* [YOUR TASK]: Only an exact repetition of the lines from the one that holds "2. (Bug) View" to the end of the records is wanted.

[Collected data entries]
========================

Issue #7123, opened 2026-07-23
3.9.2 Snapshot: Editor: Dual image display after having assigned the first structure element


anspallek:
**Describe the bug**
In the "Gallery" of the editor the image(s) of the first structure element is/are shown in the structure view as well as in "unstructured media". Only after the second structure element is assigned, the image(s) of the first structure element is/are substracted from the "unstructured media"

**To Reproduce**
1. Go to Gallery and assign the first structure element
2. (Bug) View the Gallery:  dual image display of the first structure element in the structure view as well as in "unstructured media"
3. Assign the second structure element
4. View the updated "unstructured media": images of the first and second structure element have been substracted

**Expected behavior**
The image(s) of the first structure element is/are immediately substracted from the "unstructured media" like the following structure elements when assigned.

**Screenshots**
2. 
<img width="250" height="373" alt="Image" src="https://github.com/user-attachments/assets/6c0f81a3-c074-4f2d-abed-9f6ba0277c11" />

4.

========================

* [EXPECTED OUTPUT]:
2. (Bug) View the Gallery:  dual image display of the first structure element in the structure view as well as in "unstructured media"
3. Assign the second structure element
4. View the updated "unstructured media": images of the first and second structure element have been substracted

**Expected behavior**
The image(s) of the first structure element is/are immediately substracted from the "unstructured media" like the following structure elements when assigned.

**Screenshots**
2. 
<img width="250" height="373" alt="Image" src="https://github.com/user-attachments/assets/6c0f81a3-c074-4f2d-abed-9f6ba0277c11" />

4.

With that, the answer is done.